The sixth phase will offer a closed-loop system that runs off a communal water and septic/ peat bed system. This change was inspired by recent changes to environmental regulations requiring a home to have 1 hectare of land for a septic tank. Mr. Cardill's solution means that he can have smaller lots and still offer customers an environmentally friendly and efficient heating and cooling system.

Donwel Construction uses 200 ft. (61 m) of piping per ton of furnace. In the closed loop system the pipes are buried at 25 ft. (7. 6 m) or at the water table, whichever is lower. Homes in Shadow Ridge Estates have both forced-air and hydronic heating systems.
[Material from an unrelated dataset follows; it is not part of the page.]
PR #3089, opened 2026-02-24
Fixed issue with ALAC 20-bit files not having PCM format detected

nift4:
After https://github.com/androidx/media/pull/2738 common alac files had bit depth populated correctly, but I recently learnt that there is also 20-bit alac files (you can create them with afconvert). it doesn't make any sense and it's very complex to handle 20-bit PCM in the media3 pipelines because one byte may belong to multiple samples, but we also don't need to. Instead of failing with `C.ENCODER_INVALID`, this change intercepts the 20-bit depth in the extractor and falls back to `Format.NO_VALUE`, expecting decoders to output byte-aligned 24-bit or 16-bit PCM instead. (test file created from other test files in this repo included.)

All homes have forced-air units, and the heat pumps in homes with radiant floor heating have hydronic capability. All units are rated as high-efficiency heat pumps.

The size of the heat pump is measured by tonnage* according to the size of the home. For example, a 5 ton unit in a 3, 600 sq. ft. (334. 5 m 2 ) home provides 62, 600 Btus of heating and 54, 700 Btus of cooling. A 2 ton unit in a 1, 500 sq. ft. (139. 4 m 2 ) home provides 22, 000 Btus of heating and 24, 000 Btus of cooling.